IF YOU’RE MY AGE OR OLDER, YOU KNOW THIS FAMILY

The following is from MORE OF PAUL HARVEY’S THE REST OF THE STORYby Paul Aurandt (Paul Harvey, Jr.).

The Gianinnis

Her name is Doris Gianinni.  Gianinni is her maiden name.

She is proud of her Italian ancestry, especially proud of how it relates to our American history.

Doris’s family, five generations before, had been brought to this country at the behest of Thomas Jefferson.

Their home in the Old World was a little Italian town called Lucca.  The Gianinnis were growers of fruit trees and vines, tenders of vineyards, makers of wine.

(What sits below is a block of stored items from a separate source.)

PR #12294, opened 2026-07-31
[#11926] Encode Trino dialect Hive views using Trino's native Presto View format

diqiu50:
Store and read Trino dialect views in the Hive catalog using Trino's own native "Presto View" Hive Metastore encoding (via a new `TrinoNativeViewCodec`), instead of the previous custom marker/prefix-based encoding.

So Hive-backed views created through Gravitino are interoperable with a native Trino/Presto Hive connector pointed at the same Hive Metastore, and vice versa. This is the catalog-side (non-Trino-connector) portion of #11926, split out for independent review.

No behavior change for existing non-Trino views; Trino dialect views stored via the Hive catalog now use Trino's native encoding format.

Existing and new unit tests in `catalog-hive` (`TestHiveCatalogOperations`, `TestTrinoNativeViewCodec`).

### DIFF
--- a/catalogs/catalog-hive/src/main/java/org/apache/gravitino/catalog/hive/HiveViewCatalogOperations.java
+++ b/catalogs/catalog-hive/src/main/java/org/apache/gravitino/catalog/hive/HiveViewCatalogOperations.java
@@ -27,6 +27,7 @@ import com.google.common.collect.ImmutableMap;
 import com.google.common.collect.Maps;
 import java.time.Instant;
 import java.util.Arrays;
+import java.util.Collections;
 import java.util.List;
 import java.util.Locale;
 import java.util.Map;
@@ -194,6 +195,28 @@ class HiveViewCatalogOperations implements ViewCatalog {
       // here too, instead of being silently treated as a non-Trino view.
       boolean isTrinoView =
           Dialects.TRINO.equalsIgnoreCase(HiveView.detectDialect(currentHiveTable.properties()));
+      // Gravitino's view model has no owner/runAsInvoker/path concept, so replacing a native Trino
+      // view that carries a non-default value for any of them would silently discard it (e.g. a
+      // SECURITY DEFINER view with an owner would silently become an ownerless SECURITY INVOKER
+      // view). Reject the replace instead of doing that.
+      boolean currentTrinoViewHasUnrepresentableFields = false;
+      if (isTrinoView) {
+        TrinoNativeViewCodec.ViewDefinition currentDefinition;
+        try {
+          currentDefinition = TrinoNativeViewCodec.decode(currentHiveTable.viewOriginalText());
+        } catch (IllegalArgumentException e) {
+          throw new UnsupportedOperationException(
+              "View "
+                  + ident
+                  + " carries the presto_view marker but its payload cannot be "
+                  + "decoded",
+              e);
+        }
+        currentTrinoViewHasUnrepresentableFields =
+            currentDefinition.owner != null
+                || !currentDefinition.runAsInvoker
+                || !currentDefinition.path.isEmpty();
+      }
 
       String newViewName = currentHiveTable.name();
       String updatedViewOriginalText = currentHiveTable.viewOriginalText();
@@ -220,6 +243,12 @@ class HiveViewCatalogOperations implements ViewCatalog {
                       + "ReplaceView to change it, not SetProperty(comment)");
             }
             updatedComment = sp.getValue();
+          } else if (TrinoNativeViewCodec.PRESTO_VIEW_FLAG.equals(sp.getProperty())) {
+            throw new UnsupportedOperationException(
+                "Property '"
+                    + TrinoNativeViewCodec.PRESTO_VIEW_FLAG
+                    + "' is reserved for native Trino view storage and cannot be set directly; "
+                    + "use ReplaceView to change the view's dialect");
           } else {
             updatedProperties.put(sp.getProperty(), sp.getValue());
           }
@@ -232,10 +261,24 @@ class HiveViewCatalogOperations implements ViewCatalog {
                       + "ReplaceView to change it, not RemoveProperty(comment)");
             }
             updatedComment = null;
+          } else if (TrinoNativeViewCodec.PRESTO_VIEW_FLAG.equals(property)) {
+            throw new UnsupportedOperationException(
+                "Property '"
+                    + TrinoNativeViewCodec.PRESTO_VIEW_FLAG
+                    + "' is reserved for native Trino view storage and cannot be removed "
+                    + "directly; use ReplaceView to change the view's dialect");
           } else {
             updatedProperties.remove(property);
           }
         } else if (change instanceof ViewChange.ReplaceView) {
+          if (currentTrinoViewHasUnrepresentableFields) {
+            throw new UnsupportedOperationException(
+                "View "
+                    + ident
+                    + " is a native Trino view with a non-default owner, runAsInvoker, or SQL "
+                    + "path; Gravitino cannot represent these fields, so replacing it would "
+                    + "silently discard them");
+          }
           ViewChange.ReplaceView replace = (ViewChange.ReplaceView) change;
           SQLRepresentation sqlRepresentation =
               validateSQLRepresentation(
@@ -521,6 +564,12 @@ class HiveViewCatalogOperations implements ViewCatalog {
                 + "payload cannot be decoded on the next load",
             selected.dialect(),
             ident);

About 1773, three years before our country was a country, the Gianinni family received a communication from America from a fellow countryman who had emigrated there some years before.

His name was Philip Mazzei.  Philip had only recently befriended revolutionary statesman Thomas Jefferson.  Their common interest was horticulture.

Mazzei and Jefferson discussed the feasibility of forming an agricultural company because Jefferson was fascinated by the prospect of growing exotic trees and vines in America.  Mazzei told Jefferson that they would need Italian laborers for the projects.

That’s when the Gianinnis entered the scene.  Philip Mazzei, at Jefferson’s request, prepared to take over land adjoining Jefferson’s Virginia estate.

“Come to America,” Mazzei wrote the Gianinnis.  “Let us accept this glorious challenge.”

The Gianinnis did come to America, worked with Mazzei and Jefferson.  The project lasted about four years, through the autumn of 1778.

Although the horticultural experiment suffered and eventually failed in the Virginia climate, Thomas Jefferson–through his association with Mazzei and the Gianinnis–gained a deep affinity for all things Mediterranean.

Historians recall that Jefferson favored friendship and trade between the United States and the Mediterranean countries, that he was particularly in awe of Italian agricultural skill and artistic heritage.

Jefferson’s respect is one reason Doris Gianinni is so proud of her family.  For after the Virginia experiment failed, Doris’s ancestors stayed in Virginia.

Now Doris represents a sixth generation of Gianinnis in America.  And her son is THE REST OF THE STORY.

He became a writer; because of something he wrote, we know his mother, Doris Gianinni.

We don’t know her by that name nor did we know previously about her Italian ancestry.

For nine years, however, she had been portrayed in the setting her son remembers, in the mountains of Virginia.  Her writer son is Earl Hamner.

Earl’s mother, whose Italian forefathers worked alongside Thomas Jefferson–Doris Gianinni we know as Olivia Walton.